> [What is expected] The answer should consist of each line below that contains the word "blocking".

> [Excerpted data]

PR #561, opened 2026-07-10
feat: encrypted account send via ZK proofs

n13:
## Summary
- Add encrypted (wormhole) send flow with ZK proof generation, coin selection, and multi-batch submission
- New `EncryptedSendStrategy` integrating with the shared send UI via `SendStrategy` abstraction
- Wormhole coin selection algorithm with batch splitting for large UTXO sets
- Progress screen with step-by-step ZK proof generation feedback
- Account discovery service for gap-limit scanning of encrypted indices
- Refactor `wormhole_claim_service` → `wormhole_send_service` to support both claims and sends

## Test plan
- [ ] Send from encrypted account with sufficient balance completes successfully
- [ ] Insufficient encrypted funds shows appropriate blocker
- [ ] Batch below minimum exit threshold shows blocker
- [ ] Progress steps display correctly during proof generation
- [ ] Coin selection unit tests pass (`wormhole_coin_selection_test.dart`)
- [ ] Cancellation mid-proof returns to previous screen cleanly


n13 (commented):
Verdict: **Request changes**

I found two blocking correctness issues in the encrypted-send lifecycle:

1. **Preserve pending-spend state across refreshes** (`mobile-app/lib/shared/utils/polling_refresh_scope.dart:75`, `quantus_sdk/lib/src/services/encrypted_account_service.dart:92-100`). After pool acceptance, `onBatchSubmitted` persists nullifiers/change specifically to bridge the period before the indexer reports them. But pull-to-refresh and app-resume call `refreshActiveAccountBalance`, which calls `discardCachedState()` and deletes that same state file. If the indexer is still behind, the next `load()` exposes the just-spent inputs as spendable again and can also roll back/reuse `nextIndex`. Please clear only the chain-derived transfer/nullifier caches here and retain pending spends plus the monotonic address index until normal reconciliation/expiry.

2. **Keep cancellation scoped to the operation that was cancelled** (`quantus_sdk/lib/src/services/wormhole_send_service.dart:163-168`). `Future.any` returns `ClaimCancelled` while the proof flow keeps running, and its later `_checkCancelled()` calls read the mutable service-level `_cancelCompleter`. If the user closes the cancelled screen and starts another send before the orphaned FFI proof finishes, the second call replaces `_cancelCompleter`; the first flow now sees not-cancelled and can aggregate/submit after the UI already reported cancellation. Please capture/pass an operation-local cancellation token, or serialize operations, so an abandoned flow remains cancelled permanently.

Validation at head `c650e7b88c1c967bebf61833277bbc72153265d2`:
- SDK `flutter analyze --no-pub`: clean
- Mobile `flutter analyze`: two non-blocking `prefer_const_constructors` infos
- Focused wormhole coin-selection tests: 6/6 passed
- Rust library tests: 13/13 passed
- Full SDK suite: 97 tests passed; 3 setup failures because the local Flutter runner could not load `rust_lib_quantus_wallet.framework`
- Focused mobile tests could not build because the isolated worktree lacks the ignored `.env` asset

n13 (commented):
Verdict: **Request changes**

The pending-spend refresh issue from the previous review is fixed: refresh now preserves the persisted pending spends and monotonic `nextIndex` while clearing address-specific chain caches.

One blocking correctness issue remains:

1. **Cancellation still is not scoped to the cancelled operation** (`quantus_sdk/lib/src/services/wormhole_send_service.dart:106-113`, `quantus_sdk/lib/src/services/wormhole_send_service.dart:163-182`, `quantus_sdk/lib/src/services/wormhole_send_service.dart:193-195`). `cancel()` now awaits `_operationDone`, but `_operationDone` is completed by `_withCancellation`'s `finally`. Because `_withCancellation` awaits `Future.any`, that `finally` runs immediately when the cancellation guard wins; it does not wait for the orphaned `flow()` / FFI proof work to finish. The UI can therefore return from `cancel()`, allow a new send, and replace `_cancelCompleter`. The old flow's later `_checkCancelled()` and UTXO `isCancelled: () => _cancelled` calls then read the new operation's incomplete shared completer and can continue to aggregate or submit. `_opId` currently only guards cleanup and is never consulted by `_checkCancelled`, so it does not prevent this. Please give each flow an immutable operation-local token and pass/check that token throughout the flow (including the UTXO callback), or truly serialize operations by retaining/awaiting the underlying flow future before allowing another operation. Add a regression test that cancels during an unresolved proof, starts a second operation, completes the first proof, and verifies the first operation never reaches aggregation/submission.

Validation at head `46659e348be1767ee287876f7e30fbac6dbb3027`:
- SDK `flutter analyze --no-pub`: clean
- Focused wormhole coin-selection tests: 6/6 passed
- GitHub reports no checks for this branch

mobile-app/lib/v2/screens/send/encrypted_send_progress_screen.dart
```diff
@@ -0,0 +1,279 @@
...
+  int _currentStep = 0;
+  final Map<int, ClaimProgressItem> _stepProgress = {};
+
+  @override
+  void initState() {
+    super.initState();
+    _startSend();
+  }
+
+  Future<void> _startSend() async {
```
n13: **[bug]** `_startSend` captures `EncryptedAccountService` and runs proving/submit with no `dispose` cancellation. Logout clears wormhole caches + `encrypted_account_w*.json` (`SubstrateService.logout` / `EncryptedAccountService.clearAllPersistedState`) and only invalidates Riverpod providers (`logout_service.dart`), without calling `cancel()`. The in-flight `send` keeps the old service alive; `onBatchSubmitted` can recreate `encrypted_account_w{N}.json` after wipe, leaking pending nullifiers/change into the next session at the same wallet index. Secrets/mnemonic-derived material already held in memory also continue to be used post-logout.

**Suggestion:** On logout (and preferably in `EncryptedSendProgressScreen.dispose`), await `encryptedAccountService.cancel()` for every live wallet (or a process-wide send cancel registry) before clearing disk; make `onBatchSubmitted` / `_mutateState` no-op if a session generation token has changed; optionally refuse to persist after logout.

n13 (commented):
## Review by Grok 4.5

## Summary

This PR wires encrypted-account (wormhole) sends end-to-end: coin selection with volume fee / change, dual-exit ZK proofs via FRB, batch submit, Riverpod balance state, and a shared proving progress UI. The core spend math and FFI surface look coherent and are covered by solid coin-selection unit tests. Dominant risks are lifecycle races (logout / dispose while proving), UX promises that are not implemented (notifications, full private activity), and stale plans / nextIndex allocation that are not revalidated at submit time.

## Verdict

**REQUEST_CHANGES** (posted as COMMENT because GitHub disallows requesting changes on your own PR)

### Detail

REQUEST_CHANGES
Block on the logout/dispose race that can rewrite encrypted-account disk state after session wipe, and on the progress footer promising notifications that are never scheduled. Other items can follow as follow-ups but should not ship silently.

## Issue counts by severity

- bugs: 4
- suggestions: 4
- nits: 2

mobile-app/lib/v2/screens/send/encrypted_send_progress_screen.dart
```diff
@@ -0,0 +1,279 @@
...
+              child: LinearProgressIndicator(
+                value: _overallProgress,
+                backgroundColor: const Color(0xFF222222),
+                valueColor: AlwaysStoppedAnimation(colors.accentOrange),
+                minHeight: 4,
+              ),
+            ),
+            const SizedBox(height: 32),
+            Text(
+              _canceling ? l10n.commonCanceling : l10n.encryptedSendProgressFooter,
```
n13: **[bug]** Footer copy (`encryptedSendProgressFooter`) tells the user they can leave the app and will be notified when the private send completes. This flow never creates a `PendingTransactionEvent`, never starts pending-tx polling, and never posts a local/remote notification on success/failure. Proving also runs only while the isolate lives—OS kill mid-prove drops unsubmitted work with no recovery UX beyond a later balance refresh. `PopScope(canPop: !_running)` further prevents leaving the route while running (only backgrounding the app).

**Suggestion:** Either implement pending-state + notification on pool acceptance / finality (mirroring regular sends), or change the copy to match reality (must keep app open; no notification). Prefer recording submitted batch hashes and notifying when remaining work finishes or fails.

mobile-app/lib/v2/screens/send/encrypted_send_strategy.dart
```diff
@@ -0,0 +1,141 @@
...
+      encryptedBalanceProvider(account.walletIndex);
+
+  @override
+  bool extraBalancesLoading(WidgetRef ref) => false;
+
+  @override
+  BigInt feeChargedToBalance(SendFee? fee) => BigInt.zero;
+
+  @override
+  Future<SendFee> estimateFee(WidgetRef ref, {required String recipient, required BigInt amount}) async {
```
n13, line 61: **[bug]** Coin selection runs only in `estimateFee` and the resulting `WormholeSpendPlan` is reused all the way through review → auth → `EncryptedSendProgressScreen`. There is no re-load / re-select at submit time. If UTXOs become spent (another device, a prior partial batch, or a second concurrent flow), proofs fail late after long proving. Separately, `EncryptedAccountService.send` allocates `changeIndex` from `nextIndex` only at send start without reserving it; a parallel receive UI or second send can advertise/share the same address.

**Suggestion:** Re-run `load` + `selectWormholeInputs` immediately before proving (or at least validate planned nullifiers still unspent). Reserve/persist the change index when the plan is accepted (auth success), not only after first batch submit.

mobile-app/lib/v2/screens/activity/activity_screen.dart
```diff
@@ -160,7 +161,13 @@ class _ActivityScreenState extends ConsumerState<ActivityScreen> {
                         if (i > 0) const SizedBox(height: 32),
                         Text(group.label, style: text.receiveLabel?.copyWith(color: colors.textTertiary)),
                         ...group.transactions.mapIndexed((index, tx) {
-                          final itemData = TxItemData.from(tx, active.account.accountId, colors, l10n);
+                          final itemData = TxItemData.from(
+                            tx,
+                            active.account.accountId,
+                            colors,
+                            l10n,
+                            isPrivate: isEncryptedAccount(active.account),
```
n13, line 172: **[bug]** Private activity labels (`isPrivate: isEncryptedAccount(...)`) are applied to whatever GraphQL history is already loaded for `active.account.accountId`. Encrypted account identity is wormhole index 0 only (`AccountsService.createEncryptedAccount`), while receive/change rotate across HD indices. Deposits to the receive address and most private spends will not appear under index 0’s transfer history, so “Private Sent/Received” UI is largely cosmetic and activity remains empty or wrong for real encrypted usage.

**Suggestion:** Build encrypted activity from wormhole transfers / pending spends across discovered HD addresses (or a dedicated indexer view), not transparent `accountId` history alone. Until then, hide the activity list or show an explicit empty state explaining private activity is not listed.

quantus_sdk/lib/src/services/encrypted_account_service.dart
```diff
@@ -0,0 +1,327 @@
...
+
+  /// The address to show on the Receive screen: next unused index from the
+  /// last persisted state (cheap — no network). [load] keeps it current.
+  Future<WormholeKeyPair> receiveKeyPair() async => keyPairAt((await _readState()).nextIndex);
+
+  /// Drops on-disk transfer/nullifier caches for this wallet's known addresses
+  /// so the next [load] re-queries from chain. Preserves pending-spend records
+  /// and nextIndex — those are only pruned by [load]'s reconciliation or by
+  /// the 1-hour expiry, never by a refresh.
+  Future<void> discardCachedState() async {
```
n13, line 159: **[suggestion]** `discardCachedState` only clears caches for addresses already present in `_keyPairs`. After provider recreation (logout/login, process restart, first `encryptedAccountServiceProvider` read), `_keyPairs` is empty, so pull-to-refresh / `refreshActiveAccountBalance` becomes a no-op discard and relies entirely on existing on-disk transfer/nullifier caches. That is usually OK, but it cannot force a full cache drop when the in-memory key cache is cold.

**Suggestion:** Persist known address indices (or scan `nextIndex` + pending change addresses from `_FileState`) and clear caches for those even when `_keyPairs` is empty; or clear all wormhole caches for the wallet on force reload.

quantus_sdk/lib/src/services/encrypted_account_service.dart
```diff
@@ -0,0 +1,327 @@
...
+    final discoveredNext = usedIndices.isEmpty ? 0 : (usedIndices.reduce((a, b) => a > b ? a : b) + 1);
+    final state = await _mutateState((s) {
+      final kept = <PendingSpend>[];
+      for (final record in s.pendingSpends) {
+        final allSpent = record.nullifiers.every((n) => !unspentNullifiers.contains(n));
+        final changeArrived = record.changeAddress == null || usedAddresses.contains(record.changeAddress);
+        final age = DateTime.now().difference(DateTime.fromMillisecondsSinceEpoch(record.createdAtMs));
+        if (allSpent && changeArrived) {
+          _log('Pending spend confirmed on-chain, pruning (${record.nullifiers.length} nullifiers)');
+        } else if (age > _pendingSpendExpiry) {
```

> [Result for this task]
I found two blocking correctness issues in the encrypted-send lifecycle:
- Mobile `flutter analyze`: two non-blocking `prefer_const_constructors` infos
One blocking correctness issue remains:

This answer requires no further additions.